== Segment start ==

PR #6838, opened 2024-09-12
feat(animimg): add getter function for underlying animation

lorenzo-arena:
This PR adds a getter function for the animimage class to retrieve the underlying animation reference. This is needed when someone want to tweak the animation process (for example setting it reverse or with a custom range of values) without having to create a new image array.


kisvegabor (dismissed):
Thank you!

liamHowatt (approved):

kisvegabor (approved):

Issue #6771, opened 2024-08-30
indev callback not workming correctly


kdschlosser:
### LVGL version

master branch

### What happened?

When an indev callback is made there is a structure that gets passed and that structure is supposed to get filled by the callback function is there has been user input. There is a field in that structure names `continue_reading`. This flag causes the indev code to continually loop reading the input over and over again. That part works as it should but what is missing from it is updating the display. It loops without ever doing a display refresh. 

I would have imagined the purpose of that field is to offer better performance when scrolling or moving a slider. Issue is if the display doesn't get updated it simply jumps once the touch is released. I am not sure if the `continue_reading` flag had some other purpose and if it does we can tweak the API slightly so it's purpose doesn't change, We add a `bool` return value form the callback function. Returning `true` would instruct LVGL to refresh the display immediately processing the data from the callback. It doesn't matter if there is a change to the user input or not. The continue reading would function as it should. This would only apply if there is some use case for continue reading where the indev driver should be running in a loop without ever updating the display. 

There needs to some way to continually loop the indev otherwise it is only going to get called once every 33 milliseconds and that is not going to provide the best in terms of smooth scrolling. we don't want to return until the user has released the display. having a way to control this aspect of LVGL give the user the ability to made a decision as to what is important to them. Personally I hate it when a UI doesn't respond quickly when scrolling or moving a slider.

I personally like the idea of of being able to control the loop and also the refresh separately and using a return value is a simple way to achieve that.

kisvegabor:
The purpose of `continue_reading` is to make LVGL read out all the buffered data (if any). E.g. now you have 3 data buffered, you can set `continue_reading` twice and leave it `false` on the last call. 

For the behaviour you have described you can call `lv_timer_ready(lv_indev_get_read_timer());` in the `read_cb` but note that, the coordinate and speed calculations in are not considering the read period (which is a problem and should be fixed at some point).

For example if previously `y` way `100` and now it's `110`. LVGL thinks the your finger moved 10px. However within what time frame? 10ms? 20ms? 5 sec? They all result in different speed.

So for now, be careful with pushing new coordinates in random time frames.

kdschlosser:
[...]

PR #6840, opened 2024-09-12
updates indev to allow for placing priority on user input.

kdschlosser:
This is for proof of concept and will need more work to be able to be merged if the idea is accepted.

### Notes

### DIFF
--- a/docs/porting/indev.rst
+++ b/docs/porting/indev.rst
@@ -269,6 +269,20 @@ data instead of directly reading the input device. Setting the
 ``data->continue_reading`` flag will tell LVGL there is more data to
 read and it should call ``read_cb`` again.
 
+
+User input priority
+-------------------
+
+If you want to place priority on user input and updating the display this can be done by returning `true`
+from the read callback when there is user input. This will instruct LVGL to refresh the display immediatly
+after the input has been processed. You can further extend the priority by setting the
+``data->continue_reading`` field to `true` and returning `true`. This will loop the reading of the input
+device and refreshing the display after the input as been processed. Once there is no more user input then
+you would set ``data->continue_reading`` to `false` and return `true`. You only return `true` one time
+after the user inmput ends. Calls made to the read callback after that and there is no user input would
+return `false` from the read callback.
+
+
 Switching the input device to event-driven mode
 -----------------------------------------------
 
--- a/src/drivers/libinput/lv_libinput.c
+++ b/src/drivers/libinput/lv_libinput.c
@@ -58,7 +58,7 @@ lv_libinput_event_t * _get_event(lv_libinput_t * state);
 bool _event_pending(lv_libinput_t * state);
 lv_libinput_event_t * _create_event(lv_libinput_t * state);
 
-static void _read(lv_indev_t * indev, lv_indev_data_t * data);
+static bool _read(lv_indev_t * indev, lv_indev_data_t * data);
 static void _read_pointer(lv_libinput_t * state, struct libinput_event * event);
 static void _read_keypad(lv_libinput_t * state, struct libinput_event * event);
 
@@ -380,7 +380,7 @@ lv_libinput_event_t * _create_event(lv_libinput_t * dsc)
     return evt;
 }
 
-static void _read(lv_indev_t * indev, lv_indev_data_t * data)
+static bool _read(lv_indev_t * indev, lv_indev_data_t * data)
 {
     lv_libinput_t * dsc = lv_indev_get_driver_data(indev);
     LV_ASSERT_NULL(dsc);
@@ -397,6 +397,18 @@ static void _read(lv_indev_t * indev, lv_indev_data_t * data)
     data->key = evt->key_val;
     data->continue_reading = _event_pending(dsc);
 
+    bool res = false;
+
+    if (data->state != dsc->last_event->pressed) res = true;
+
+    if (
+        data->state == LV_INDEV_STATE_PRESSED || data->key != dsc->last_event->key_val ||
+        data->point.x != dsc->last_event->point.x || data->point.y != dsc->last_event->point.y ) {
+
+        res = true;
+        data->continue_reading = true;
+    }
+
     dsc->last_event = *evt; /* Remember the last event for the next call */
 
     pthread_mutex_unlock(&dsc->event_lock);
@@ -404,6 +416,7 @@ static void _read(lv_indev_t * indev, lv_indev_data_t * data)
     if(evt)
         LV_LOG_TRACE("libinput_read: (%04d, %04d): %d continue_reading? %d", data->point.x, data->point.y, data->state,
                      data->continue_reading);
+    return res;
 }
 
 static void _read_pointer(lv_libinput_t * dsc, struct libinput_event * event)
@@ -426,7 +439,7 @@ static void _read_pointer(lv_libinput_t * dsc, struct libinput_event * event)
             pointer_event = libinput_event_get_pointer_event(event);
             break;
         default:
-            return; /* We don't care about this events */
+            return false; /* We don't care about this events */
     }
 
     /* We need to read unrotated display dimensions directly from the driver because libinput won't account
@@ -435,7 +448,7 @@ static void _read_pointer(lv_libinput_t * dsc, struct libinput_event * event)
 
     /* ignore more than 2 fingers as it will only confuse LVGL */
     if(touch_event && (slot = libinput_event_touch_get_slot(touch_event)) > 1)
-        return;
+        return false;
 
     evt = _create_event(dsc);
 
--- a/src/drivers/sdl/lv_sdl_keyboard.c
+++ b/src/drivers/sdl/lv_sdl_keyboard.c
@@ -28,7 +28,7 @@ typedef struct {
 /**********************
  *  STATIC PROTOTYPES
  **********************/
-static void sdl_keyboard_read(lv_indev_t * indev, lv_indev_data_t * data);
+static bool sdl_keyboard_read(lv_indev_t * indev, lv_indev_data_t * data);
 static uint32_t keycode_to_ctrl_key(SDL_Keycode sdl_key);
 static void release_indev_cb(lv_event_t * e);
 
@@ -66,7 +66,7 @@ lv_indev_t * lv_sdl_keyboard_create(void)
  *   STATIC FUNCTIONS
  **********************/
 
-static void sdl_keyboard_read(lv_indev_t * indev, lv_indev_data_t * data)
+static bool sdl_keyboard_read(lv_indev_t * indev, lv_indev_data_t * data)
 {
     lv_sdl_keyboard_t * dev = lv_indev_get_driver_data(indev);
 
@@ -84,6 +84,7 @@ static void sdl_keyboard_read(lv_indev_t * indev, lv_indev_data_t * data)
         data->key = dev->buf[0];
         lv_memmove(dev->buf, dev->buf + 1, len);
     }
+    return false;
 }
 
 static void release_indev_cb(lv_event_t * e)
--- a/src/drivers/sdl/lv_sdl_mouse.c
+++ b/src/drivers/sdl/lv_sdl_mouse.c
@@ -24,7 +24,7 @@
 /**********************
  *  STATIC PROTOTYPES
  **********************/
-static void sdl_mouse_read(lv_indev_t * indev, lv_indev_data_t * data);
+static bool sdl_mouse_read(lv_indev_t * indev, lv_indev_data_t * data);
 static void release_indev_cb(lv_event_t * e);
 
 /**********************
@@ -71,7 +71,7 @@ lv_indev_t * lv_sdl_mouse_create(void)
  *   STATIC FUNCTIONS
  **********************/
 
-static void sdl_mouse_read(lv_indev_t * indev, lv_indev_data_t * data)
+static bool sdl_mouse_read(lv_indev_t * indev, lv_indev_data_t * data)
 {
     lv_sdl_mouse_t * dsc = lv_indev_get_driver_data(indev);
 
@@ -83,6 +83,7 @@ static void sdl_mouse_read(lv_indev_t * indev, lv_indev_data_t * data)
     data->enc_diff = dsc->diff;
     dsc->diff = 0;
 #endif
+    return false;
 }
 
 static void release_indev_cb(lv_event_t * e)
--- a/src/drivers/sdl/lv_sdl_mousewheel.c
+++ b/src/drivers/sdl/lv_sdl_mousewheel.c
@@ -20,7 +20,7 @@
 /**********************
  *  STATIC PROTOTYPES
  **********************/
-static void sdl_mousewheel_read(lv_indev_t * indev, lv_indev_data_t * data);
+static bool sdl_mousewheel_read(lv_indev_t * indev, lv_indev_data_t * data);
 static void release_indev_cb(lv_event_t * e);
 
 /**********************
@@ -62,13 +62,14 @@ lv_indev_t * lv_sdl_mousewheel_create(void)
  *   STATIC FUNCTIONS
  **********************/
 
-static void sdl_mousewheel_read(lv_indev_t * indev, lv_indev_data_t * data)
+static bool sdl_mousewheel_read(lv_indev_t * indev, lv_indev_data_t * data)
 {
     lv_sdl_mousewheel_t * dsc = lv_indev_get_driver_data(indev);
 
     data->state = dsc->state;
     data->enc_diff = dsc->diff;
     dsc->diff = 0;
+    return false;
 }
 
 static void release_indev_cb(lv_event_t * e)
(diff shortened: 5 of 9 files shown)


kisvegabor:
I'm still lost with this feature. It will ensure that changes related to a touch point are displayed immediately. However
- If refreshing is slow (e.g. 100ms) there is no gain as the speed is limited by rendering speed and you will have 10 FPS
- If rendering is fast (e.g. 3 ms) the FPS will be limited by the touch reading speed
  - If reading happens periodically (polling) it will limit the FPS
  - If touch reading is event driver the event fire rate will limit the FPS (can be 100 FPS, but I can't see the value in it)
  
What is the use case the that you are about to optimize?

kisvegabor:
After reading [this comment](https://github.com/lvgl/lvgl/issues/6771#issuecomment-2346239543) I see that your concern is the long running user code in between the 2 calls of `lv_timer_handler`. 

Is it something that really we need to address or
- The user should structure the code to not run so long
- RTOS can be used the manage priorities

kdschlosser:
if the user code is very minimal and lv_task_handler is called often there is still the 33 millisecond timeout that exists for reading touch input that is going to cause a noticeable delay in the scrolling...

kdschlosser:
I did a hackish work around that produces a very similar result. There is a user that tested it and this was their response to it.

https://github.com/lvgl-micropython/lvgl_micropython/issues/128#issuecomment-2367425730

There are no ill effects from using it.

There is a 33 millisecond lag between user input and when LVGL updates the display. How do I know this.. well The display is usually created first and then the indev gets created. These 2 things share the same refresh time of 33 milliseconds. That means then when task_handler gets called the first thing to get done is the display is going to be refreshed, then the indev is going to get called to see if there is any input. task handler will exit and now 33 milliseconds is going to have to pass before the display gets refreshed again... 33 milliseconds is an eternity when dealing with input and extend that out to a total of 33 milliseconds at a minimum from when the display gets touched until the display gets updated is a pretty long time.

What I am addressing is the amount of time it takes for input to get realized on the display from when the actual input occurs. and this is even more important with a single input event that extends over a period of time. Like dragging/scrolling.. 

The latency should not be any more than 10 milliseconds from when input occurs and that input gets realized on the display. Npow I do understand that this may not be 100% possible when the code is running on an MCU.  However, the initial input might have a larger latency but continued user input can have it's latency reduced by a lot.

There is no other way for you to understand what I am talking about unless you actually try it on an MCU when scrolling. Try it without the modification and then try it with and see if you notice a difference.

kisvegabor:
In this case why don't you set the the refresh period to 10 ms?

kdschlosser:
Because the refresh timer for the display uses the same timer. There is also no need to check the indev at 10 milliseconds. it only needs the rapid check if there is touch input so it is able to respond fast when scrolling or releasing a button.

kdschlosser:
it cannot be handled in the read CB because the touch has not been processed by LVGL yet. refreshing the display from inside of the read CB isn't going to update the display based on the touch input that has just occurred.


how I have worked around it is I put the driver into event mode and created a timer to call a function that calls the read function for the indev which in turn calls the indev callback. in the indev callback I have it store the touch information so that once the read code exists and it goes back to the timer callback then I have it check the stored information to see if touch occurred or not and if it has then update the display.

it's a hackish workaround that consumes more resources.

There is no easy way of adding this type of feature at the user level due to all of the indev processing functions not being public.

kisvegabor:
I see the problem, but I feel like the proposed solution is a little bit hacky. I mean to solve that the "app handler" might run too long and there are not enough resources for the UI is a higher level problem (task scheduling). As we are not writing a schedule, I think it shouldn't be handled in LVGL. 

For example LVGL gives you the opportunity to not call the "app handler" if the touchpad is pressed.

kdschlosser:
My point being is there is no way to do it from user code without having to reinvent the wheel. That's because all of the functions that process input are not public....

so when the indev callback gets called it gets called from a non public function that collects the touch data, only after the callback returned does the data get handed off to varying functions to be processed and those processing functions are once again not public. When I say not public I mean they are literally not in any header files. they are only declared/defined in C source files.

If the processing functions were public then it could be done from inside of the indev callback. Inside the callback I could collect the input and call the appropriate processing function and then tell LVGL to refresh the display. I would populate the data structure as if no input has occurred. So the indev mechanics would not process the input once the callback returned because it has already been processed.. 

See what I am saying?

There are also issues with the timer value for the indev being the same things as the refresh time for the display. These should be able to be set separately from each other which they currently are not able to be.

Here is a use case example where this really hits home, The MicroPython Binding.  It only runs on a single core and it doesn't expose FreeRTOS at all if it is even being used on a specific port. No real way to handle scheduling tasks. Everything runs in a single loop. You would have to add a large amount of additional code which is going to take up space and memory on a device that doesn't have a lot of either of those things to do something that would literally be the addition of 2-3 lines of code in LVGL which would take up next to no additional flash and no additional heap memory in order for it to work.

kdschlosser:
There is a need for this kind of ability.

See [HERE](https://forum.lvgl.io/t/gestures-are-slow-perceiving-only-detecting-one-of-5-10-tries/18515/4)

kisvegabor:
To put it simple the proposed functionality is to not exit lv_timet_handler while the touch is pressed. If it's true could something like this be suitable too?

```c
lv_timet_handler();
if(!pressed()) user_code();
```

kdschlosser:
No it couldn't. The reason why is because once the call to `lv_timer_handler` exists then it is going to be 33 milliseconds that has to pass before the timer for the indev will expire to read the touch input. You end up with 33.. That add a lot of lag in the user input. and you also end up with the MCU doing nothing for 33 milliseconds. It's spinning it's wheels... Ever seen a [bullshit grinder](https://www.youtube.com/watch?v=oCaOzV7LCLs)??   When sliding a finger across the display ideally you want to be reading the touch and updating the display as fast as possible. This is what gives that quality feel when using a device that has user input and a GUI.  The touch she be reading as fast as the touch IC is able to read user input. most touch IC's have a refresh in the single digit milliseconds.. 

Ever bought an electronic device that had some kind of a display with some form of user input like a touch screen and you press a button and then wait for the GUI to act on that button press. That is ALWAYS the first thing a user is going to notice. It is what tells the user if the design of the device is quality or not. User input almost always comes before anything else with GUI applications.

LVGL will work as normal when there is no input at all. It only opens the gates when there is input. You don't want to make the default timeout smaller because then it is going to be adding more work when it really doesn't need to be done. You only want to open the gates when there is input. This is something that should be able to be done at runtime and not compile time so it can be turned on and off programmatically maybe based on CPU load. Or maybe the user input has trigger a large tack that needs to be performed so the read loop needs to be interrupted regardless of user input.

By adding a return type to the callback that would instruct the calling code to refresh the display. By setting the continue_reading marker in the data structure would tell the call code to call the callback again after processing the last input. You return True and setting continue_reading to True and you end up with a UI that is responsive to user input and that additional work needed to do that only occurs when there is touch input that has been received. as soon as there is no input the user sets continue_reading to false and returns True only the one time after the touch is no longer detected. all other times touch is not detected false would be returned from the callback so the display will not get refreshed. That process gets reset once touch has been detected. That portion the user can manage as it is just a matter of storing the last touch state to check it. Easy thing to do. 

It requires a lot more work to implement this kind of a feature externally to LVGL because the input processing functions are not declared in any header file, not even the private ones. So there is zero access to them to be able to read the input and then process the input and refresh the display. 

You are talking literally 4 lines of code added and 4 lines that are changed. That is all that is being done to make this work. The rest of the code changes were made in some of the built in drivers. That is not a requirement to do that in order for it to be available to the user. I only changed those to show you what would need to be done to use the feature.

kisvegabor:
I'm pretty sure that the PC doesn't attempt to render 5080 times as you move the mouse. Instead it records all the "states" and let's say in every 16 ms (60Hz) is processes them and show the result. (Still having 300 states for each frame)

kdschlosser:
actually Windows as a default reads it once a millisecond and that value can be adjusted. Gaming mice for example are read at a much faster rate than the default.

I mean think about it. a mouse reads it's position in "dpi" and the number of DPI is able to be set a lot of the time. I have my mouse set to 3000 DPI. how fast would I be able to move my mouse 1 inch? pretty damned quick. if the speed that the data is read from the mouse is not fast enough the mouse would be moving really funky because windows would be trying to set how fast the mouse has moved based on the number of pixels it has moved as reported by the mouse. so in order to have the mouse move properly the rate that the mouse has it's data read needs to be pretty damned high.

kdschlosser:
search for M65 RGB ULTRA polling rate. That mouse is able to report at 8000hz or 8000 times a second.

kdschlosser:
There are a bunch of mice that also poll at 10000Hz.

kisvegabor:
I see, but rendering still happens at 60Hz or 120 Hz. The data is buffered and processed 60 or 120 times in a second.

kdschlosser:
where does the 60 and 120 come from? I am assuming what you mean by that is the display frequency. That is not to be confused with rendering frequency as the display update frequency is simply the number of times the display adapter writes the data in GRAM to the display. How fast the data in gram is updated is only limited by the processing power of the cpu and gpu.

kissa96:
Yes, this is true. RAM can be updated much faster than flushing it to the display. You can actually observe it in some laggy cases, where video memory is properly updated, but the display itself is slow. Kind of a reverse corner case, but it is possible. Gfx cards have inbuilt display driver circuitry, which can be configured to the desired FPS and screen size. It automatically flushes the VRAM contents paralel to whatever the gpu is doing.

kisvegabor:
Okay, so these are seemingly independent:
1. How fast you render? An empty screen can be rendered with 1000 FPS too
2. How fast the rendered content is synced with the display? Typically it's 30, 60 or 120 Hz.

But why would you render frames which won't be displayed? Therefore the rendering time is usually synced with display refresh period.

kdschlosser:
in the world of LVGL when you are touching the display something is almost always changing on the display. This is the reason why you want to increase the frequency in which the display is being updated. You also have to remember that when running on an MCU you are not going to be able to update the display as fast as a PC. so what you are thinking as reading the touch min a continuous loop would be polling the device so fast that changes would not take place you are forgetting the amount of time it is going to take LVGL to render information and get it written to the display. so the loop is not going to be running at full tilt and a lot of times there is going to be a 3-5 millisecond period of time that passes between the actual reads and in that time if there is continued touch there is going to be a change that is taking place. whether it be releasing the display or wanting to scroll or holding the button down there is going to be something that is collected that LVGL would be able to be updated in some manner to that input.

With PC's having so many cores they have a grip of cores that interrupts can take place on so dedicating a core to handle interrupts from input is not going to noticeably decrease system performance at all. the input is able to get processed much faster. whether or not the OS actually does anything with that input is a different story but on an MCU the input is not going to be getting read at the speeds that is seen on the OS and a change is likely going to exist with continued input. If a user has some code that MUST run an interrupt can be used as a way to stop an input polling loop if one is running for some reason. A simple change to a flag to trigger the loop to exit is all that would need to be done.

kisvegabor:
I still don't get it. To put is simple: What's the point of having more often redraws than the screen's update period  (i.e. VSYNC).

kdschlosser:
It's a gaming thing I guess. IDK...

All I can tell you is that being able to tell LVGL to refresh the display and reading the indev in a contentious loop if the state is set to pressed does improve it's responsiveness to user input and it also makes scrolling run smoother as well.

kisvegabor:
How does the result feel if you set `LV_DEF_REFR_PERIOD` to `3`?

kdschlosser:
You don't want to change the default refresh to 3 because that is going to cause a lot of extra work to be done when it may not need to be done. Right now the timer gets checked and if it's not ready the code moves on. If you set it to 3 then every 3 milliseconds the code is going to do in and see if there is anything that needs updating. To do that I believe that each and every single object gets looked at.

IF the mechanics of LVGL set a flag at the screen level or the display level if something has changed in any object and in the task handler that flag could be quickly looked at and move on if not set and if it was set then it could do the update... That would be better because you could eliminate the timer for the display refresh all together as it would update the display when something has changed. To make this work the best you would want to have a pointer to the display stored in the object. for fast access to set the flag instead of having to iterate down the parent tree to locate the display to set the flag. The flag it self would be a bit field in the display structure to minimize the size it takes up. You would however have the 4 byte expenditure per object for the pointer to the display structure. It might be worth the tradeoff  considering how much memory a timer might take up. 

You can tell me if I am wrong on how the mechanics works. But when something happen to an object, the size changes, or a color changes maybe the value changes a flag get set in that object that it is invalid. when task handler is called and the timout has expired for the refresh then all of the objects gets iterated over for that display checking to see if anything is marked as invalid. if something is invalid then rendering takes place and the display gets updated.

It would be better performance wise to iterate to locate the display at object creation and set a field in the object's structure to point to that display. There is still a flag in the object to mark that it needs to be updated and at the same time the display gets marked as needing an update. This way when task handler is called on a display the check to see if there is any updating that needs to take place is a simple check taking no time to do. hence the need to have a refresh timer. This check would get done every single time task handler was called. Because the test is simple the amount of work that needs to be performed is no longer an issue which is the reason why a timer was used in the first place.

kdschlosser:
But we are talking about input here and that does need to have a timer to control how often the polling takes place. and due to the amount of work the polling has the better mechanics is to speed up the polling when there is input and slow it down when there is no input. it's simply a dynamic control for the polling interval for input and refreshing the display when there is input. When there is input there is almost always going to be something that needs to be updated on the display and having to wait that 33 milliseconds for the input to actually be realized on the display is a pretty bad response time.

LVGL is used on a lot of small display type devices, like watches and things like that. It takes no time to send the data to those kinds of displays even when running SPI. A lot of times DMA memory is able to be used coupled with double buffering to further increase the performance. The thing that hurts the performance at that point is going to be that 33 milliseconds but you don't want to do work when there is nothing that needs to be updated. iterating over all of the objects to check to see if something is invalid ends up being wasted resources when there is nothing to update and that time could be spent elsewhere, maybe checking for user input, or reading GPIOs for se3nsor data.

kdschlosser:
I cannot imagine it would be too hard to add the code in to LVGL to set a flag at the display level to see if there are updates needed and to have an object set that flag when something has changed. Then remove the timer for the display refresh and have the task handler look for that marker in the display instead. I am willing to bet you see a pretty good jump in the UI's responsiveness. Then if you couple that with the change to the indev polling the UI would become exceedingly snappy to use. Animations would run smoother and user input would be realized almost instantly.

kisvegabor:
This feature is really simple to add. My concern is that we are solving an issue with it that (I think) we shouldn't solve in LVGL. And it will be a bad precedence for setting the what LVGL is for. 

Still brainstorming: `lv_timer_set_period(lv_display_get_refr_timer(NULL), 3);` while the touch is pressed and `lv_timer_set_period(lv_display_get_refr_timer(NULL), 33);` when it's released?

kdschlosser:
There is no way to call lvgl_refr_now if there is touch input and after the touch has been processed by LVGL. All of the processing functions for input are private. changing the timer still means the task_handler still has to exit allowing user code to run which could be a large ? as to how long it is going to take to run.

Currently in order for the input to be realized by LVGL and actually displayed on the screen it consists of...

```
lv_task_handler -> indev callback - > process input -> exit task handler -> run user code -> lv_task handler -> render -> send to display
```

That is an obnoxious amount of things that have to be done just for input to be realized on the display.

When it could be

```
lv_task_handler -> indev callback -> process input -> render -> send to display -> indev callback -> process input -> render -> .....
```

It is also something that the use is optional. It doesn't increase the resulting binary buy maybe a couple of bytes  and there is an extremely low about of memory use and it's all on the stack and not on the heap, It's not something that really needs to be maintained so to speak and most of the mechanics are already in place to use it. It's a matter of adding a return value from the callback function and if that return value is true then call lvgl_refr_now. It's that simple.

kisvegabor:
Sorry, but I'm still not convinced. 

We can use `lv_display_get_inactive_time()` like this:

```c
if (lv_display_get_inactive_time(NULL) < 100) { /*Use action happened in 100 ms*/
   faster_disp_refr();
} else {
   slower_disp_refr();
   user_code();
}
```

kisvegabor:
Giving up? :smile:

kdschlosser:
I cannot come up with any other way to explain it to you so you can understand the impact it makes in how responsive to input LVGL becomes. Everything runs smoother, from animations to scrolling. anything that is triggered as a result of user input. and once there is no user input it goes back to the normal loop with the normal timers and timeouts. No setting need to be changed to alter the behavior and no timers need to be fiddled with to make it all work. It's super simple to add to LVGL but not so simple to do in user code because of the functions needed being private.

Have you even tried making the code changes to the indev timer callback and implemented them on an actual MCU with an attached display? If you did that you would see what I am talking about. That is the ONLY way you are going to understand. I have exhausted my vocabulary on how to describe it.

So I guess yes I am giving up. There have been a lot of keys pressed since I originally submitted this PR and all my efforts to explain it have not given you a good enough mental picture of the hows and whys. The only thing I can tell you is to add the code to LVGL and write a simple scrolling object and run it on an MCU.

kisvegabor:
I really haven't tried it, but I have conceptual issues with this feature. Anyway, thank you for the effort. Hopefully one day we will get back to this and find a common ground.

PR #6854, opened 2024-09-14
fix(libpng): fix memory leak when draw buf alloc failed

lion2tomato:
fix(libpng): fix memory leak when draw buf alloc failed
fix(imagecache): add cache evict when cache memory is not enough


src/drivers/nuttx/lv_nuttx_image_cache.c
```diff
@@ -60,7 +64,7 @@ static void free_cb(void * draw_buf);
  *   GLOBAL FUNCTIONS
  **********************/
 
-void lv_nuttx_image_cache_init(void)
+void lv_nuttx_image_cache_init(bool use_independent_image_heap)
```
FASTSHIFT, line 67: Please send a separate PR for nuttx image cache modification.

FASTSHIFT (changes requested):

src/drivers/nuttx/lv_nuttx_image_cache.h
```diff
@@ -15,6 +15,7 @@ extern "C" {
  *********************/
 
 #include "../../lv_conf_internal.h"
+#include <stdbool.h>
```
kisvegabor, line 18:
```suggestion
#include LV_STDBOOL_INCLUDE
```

== Segment end ==

* YOUR OBJECTIVE:
The answer must consist of every line above that holds the string "looked", copied exactly.

* YOUR SOLUTION:
You don't want to change the default refresh to 3 because that is going to cause a lot of extra work to be done when it may not need to be done. Right now the timer gets checked and if it's not ready the code moves on. If you set it to 3 then every 3 milliseconds the code is going to do in and see if there is anything that needs updating. To do that I believe that each and every single object gets looked at.
IF the mechanics of LVGL set a flag at the screen level or the display level if something has changed in any object and in the task handler that flag could be quickly looked at and move on if not set and if it was set then it could do the update... That would be better because you could eliminate the timer for the display refresh all together as it would update the display when something has changed. To make this work the best you would want to have a pointer to the display stored in the object. for fast access to set the flag instead of having to iterate down the parent tree to locate the display to set the flag. The flag it self would be a bit field in the display structure to minimize the size it takes up. You would however have the 4 byte expenditure per object for the pointer to the display structure. It might be worth the tradeoff  considering how much memory a timer might take up. 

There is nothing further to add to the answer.